«Ольга Степанна из четвертого подъезда, — недовольно подумал Гоша, в очередной раз просыпаясь. — Каркалыга старая, чего ей надо?»
Гоша решил не подавать признаков жизни. Закутался с головой в одеяло, сшитое из лоскутков в тот самый год, по странному совпадению, когда Гошу папа с мамой как раз зачали.
Каркалыга Ольга Степанна позвонила-позвонила, да и бросила. Убралась восвояси. Совсем проснувшийся Гоша вылез из-под лоскутного одеяла.
Стаканчик стоял рядышком, язычок крышки молодцевато загибался вверх. Водка мелко дрожала в такт ударам хлипкого Гошиного сердца.
«Свят-свят», — подумал Гоша, но рука его уже протянулась, и пальцы обхватили.
Больше всего Гоша боялся сейчас неловко дернуть и расплескать. От волнения и руки, и губы, и весь он прямо ходуном ходил. Сердчишко совсем заколодило.
А ни капли не пролил.
«Московская» — хотя какая она «Московская», лепят этикетки, что под рукой, а льют одну и ту же дрянь, спирт украинский контрабандный — проникла, куда ей положено, без потерь. Гоша сглотнул напоследок и отвалился. В башке сразу закружило… Так бы и лежал.
Гоша сел. Он в норме? Почти. Пятьдесят граммчиков не хватает. А к ним в пристяжку еще пятьдесят, для комплекта.
Вот черт, откуда водка взялась?
«Я подумал… я вспомнил, как монету кидаю. Что я ее вовсе не кидаю. То есть кидаю, но не рукой. Она, строго говоря, и не летит вовсе, а просто оказывается в банке. Или в каком захочу другом месте. Было же, когда я запулил ее в зубы тому паразиту».
Подстегнутый водкой, Гоша мог прилично соображать.
«Постой, постой. Меня крутило, и вот я подумал: почему бы им, граммчикам, не очутиться прямо здесь. Мне тут в заточении пари заключить не с кем, а так бы я поспорил, выиграл и получил. Монета — туда ее-и граммчики. Вот как я подумал. Ну-ка, еще разок… Вот они, граммчики мои заветные, никому не скажу, как вы мне нужны, на витрине, вижу, ларек крайний, только они нужны… Я их…»

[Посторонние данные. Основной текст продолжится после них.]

PR #630, opened 2021-10-08
fix: ENT-4745 | bugfix for csv upload for bulk assign modal

christopappas:
# For all changes

the variable hasTextAreaEmails was used instead of validEmails. so if you used to CSV upload button, hasTextAreaEmails would be blank, resulting in the following code path from being hit
```
pendingEnterpriseUserData = {
        user_email: formData['email-address'],
        enterprise_customer: enterpriseUuid,
      };
```
but formData['email-address'] is nothing, and this would need to be a map anyway

### DIFF
--- a/src/components/CodeAssignmentModal/index.jsx
+++ b/src/components/CodeAssignmentModal/index.jsx
@@ -298,7 +298,7 @@ export class BaseCodeAssignmentModal extends React.Component {
     }
 
     let pendingEnterpriseUserData;
-    if (hasTextAreaEmails) {
+    if (validEmails) {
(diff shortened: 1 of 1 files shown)


src/components/CodeAssignmentModal/index.jsx
```diff
@@ -297,18 +313,8 @@ export class BaseCodeAssignmentModal extends React.Component {
       options.codes = [code.code];
     }
 
-    let pendingEnterpriseUserData;
-    if (hasTextAreaEmails) {
```
christopappas, line 301: note `hasTextAreaEmails` gets changed to `validEmails` when i pulled out the logic. that was the bug

PR #640, opened 2021-10-29
Table Actions Clear Selection

manny-m:
# Context

This change contains no visual changes. 

In the subscription detail page, if admins selected users on the table and clicked reminded or revoked user licenses actions, their selection would be remain. This change:

1. Updates paragon library dependency
2. Rearranges components so that they are under the `DataTable` context umbrella allowing them to use the `clearSelection` function of the `DataTableContext` provider. 
3. Updated some tests and added new tests to cover some of the modal state management that shifted around.

Now revoking and reminding users will clear the table selection the user may have had.

Cloeses [ENT-5060](https://openedx.atlassian.net/browse/ENT-5060)

# For all changes

- [] Ensure to attach screenshots
- [] Ensure to have UX team confirm screenshots

### DIFF
--- a/package-lock.json
+++ b/package-lock.json
@@ -2513,9 +2513,9 @@
       }
     },
     "@edx/paragon": {
-      "version": "16.14.5",
-      "resolved": "https://registry.npmjs.org/@edx/paragon/-/paragon-16.14.5.tgz",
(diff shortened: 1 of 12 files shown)


long74100 (approved):
this lgtm 🚀 🚀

У тюфяка стоял еще один стаканчик, но уже с этикеткой «Русская», и водочка в нем так же покачивалась, будто установили его секундой раньше. В Гоше зудел неведомый мускул.

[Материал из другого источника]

PR #1457, opened 2025-03-24
fix: upgrade paragon to support datatable fix

brobro10000:
In the current state of Datatable components with the `isSelectable` attribute enabled along with attribute `SelectionStatusComponent={DataTable.ControlledSelectionStatus}` there is a bug that when a table is filtered, all the items of the filtered component is selected, and the filter removed, the table selects all components from the unfiltered state despite only being selected in the filtered state.

This is due to the field `isEntireTableSelected` being set to true when a datatable is filtered and all fields are selected in the filtered state, but retains that value after removing the filter. 

This PR updates Paragon to `v22.16.1` which contains the [fix for this bug](https://github.com/openedx/paragon/pull/3477). 

https://github.com/user-attachments/assets/844324e1-56ec-411d-9274-5914c95b0879

# For all changes


src/components/ForbiddenPage/ForbiddenPage.test.jsx
```diff
@@ -1,15 +1,18 @@
...
+    render(
+      <IntlProvider locale="en">
         <ForbiddenPage />
-      ))
-      .toJSON();
-    expect(tree).toMatchSnapshot();
+      </IntlProvider>,
+    );
+    expect(screen.getByText('403')).toBeInTheDocument();
+    expect(screen.getByText('You do not have access to this page.')).toBeInTheDocument();
```
adamstankiewicz, line 16: [kudos] thanks for migrating to explicit assertions vs. snapshot

src/components/settings/SettingsAppearanceTab/index.tsx
```diff
@@ -168,11 +181,7 @@ export const SettingsAppearanceTab = ({
         onClose={() => setConfigChangeSuccess(null)}
         show={configChangeSuccess || false}
       >
-        <FormattedMessage
-          id="adminPortal.settings.portalAppearanceTab.successMessage"
-          defaultMessage="Portal appearance updated successfully."
-          description="Success message for updating portal appearance."
-        />
+        {updatedAppearanceToastText}
```
adamstankiewicz, line 184: [kudos] thanks for addressing this!

src/components/settings/SettingsSSOTab/steps/SSOConfigConfigureStep.test.jsx
```diff
@@ -16,26 +17,34 @@ const INITIAL_SSO_STATE = {
   },
 };
 
+const SSOConfigConfigureStepWraper = ({ store = defaultStore, initalState = INITIAL_SSO_STATE, children }) => (
```
adamstankiewicz, line 20: nit: typos

```suggestion
const SSOConfigConfigureStepWrapper = ({ store = defaultStore, initialState = INITIAL_SSO_STATE, children }) => (
```

adamstankiewicz (approved):
LGTM, with a typo nit!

Эти граммчики Гоша употребил, будучи совершенно уверенным, что на него снизошла благодать небесная. Рука Гоши стала тверда, ум остер, сердце гудело, как исправный дизель.
И начался рай.
Сегодня, на второй день рая ближе к вечеру, Гоша привычно поднял голову с тюфячка и ужаснулся.
Посреди маленькой тети-Нелиной квартиры громоздилась неряшливая куча, состоявшая из очень хороших и дорогих вещей. За трехкамерным холодильником, розовым внутри, стояли один на другом мал мала меньше четыре японских телевизора, и еще один, совсем маленький, свалился где-то сзади на пол. Холодильник Гоша видел в одной витрине, а в соседней — эту запавшую ему в душу стопу телевизоров.